### Task requirements
Retype, without alteration, each line from the line containing "-114,3 +114,11 @@" to the final line of the records.

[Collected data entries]

PR #2726, opened 2021-03-24
Try a work-around for streaming that may work for passenger + puma at…

cbeer:
… the same time?

It seems like `ActionController::Live` just doesn't work with puma at all (even if you copy their example code into a brand new rails app...). The `Last-Modified` header trick seems to be the recommended work-around for some sort of Rack "feature" that breaks streaming. 🤷‍♂️

### DIFF
--- a/app/controllers/spotlight/bulk_updates_controller.rb
+++ b/app/controllers/spotlight/bulk_updates_controller.rb
@@ -12,6 +12,7 @@ module Spotlight
     def edit; end
 
     def download_template
+      # Set Last-Modified as a work-around for https://github.com/rack/rack/issues/1619
       headers['Last-Modified'] = ''
       headers['Cache-Control'] = 'no-cache'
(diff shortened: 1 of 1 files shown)


cbeer:
I've deployed this to exhibits-stage and can confirm streaming responses still work there.

app/controllers/spotlight/bulk_updates_controller.rb
```diff
@@ -6,14 +6,13 @@ module Spotlight
...
   class BulkUpdatesController < Spotlight::ApplicationController
-    include ActionController::Live unless ENV['CI']
-
     before_action :authenticate_user!
     before_action :check_authorization
 
     def edit; end
 
     def download_template
+      headers['Last-Modified'] = ''
```
cbeer, line 15:
```suggestion
      # Set Last-Modified as a work-around for https://github.com/rack/rack/issues/1619
      headers['Last-Modified'] = ''
```

PR #2730, opened 2021-03-24
Add a job to rename/delete tags

### LINKED ISSUE #2664: Add “Rename” action to the Tags admin page
Because we expect that when the proposed bulk actions feature is implemented we’ll see an increase in the use of exhibit item tags, we should make the current Curation > Tags admin page more useful. This ticket suggests adding a “Rename” action to the page so that the curator can easily rename an existing tag.

## Add a “Rename” button to the current tags table

rename-button

---

- [ ] In each row of the table, add a `Rename` button to the left of the Delete button
- [ ] Use `btn btn-secondary btn-sm` for styling the button

## Enable user to rename button

tag-edit

---

When the Rename button is selected in a given row of the tags table:

- [ ] A: Replace the tag link with an input with the current tag label as the input text
- [ ] B: Expand the row height to accommodate Cancel and Save changes buttons
- [ ] B: The Cancel and Save changes buttons should be right-aligned in the same `<td>` as the tag input (or appear that way)
- [ ] The Cancel action reverts the row to its initial state, hiding the input, the action buttons, and displaying the tag link
- [ ] The Save action also reverts the row to its initial state, hiding the input and the action buttons, but displays a tag link with the new value of the input

For example, if the curator renamed the “oranges” tag label above to “tangerines” and selected the Save changes button, the page updates to look like this:

after-edit

cbeer:
Part of #2664 

https://user-images.githubusercontent.com/111218/113211394-44791600-922a-11eb-9147-7beb56e56a1e.mp4

### DIFF
--- a/app/assets/stylesheets/spotlight/_nestable.scss
+++ b/app/assets/stylesheets/spotlight/_nestable.scss
@@ -114,3 +114,11 @@ tr.dd-item {
 .dd3-content .card-header {
   padding: .5rem 1rem
 }
+
+.dd3-content.tag {
+  .dd3-handle {
+    display: none;
+  }
+
+  padding-left: 0;
+}
--- a/app/controllers/spotlight/tags_controller.rb
+++ b/app/controllers/spotlight/tags_controller.rb
@@ -35,5 +35,31 @@ module Spotlight
 
       redirect_to exhibit_tags_path(@exhibit)
     end
+
+    def update_all
+      tags_to_rename = batch_update_params['owned_tags_attributes'].values.select do |tag|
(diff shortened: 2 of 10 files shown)


ggeisler:
@cbeer @mejackreed This looks fine to me. As I discussed with @cbeer, I don't love that the rename action is hidden behind the fairly unobvious edit-in-place feature, but of course we do use that feature elsewhere and we can document that that is how you rename tags. And I think we're better off giving curators a way to rename tags this way than not being able to rename at all because the more ideal way suggested in https://github.com/projectblacklight/spotlight/issues/2664 isn't currently feasible.

camillevilla (approved):
🚢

### Reply to the task
@@ -114,3 +114,11 @@ tr.dd-item {
 .dd3-content .card-header {
   padding: .5rem 1rem
 }
+
+.dd3-content.tag {
+  .dd3-handle {
+    display: none;
+  }
+
+  padding-left: 0;
+}
--- a/app/controllers/spotlight/tags_controller.rb
+++ b/app/controllers/spotlight/tags_controller.rb
@@ -35,5 +35,31 @@ module Spotlight
 
       redirect_to exhibit_tags_path(@exhibit)
     end
+
+    def update_all
+      tags_to_rename = batch_update_params['owned_tags_attributes'].values.select do |tag|
(diff shortened: 2 of 10 files shown)


ggeisler:
@cbeer @mejackreed This looks fine to me. As I discussed with @cbeer, I don't love that the rename action is hidden behind the fairly unobvious edit-in-place feature, but of course we do use that feature elsewhere and we can document that that is how you rename tags. And I think we're better off giving curators a way to rename tags this way than not being able to rename at all because the more ideal way suggested in https://github.com/projectblacklight/spotlight/issues/2664 isn't currently feasible.

camillevilla (approved):
🚢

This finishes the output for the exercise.